Cuphead in co-op is a friendship test disguised as a cartoon. The art is gorgeous, the music swings, and then a boss deletes both players in seconds because someone jumped too early and someone else forgot where the parry button was.
Two players do make the game more forgiving in one important way: revives. A quick save can keep a run alive, but only if the surviving player is brave enough to jump into danger for it. That single mechanic changes the whole mood. Every near-death becomes a small negotiation between heroism and self-preservation. Local co-op lets a second player join as Mugman alongside Cuphead, making the game’s boss fights feel even more frantic.
Cuphead is difficult, but it is rarely dull.
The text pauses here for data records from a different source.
PR #1755, opened 2018-11-13
Create cloud variables

kchadha:
### Proposed Changes

Add ability to create cloud variables, requesting the cloud provider to create a cloud variable on the server and waiting for confirmation from the cloud provider to update the actual isCloud flag and cloud variable limit.

### Reason for Changes

Creating cloud variables!

### Test Coverage

Testing instructions included in the related gui PR.

### Related PRs
- LLK/scratch-gui#3749
- LLK/scratch-blocks#1782

### DIFF
--- a/src/engine/target.js
+++ b/src/engine/target.js
@@ -233,11 +233,16 @@ class Target extends EventEmitter {
      * @param {string} id Id of variable
      * @param {string} name Name of variable.
      * @param {string} type Type of variable, '', 'broadcast_msg', or 'list'
+     * @param {boolean} isCloud Whether the variable to create has the isCloud flag set.
+     * Additional checks are made that the variable can be created as a cloud variable.
      */
-    createVariable (id, name, type) {
+    createVariable (id, name, type, isCloud) {
         if (!this.variables.hasOwnProperty(id)) {
             const newVariable = new Variable(id, name, type, false);
             this.variables[id] = newVariable;
+            if (isCloud && this.isStage) {
+                this.runtime.ioDevices.cloud.requestCreateCloudVariable(newVariable);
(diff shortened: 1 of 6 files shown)


src/engine/target.js
```diff
@@ -233,11 +233,16 @@ class Target extends EventEmitter {
...
      * @param {string} type Type of variable, '', 'broadcast_msg', or 'list'
+     * @param {boolean} isCloud Whether the variable to create has the isCloud flag set.
+     * Additional checks are made that the variable can be created as a cloud variable.
      */
-    createVariable (id, name, type) {
+    createVariable (id, name, type, isCloud) {
         if (!this.variables.hasOwnProperty(id)) {
             const newVariable = new Variable(id, name, type, false);
             this.variables[id] = newVariable;
+            if (isCloud && this.isStage) {
```
paulkaplan, line 243: Is it strange to include the stage requirement here as well as elsewhere? Should it just be the callers responsibility?

paulkaplan (changes requested):
Changes look ok, but can you include a test for the new functionality in io/cloud? And add a new test for the new param to createVariable on target (functionality is covered by existing test, but not the cloudness).

src/engine/target.js
kchadha: Yeah, I figured it would be good to check here anyways because "anyone" can call target.createVariable..., but we never want cloud variables to be local..

kchadha:
@paulkaplan Just added/updated the unit tests. =]

paulkaplan (approved):

paulkaplan:
Good to merge apart from that lint error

The best couch sessions are full of blame, laughter, instant restarts, and the weird silence that falls over the room when both players know they almost had it.

Cuphead
PlayStation 4PC (Microsoft Windows)Mac
Released
September 29, 2017
Developer
Studio MDHR
Publisher
Studio MDHR
Systems
PlayStation 4
PC (Microsoft Windows)
Mac
Xbox One
Nintendo Switch
3. Overcooked! All You Can Eat

Overcooked! All You Can Eat understands that kitchens are already stressful, then adds moving floors, burning pans, impossible orders, and friends who keep chopping onions when the soup is on fire.
The genius of Overcooked is how quickly simple tasks become group failure. Chop this. Cook that. Wash plates. Serve the order. None of it sounds hard until four people are blocking each other in a kitchen built like a trap. All You Can Eat brings together Overcooked, Overcooked 2, and additional content in a remastered package, with hundreds of levels and online multiplayer integrated across the collection.
It is one of the best couch co-op games because it creates stories every few seconds. A perfect round feels like a miracle. A bad round is usually funnier. Either way, the room is never quiet for long.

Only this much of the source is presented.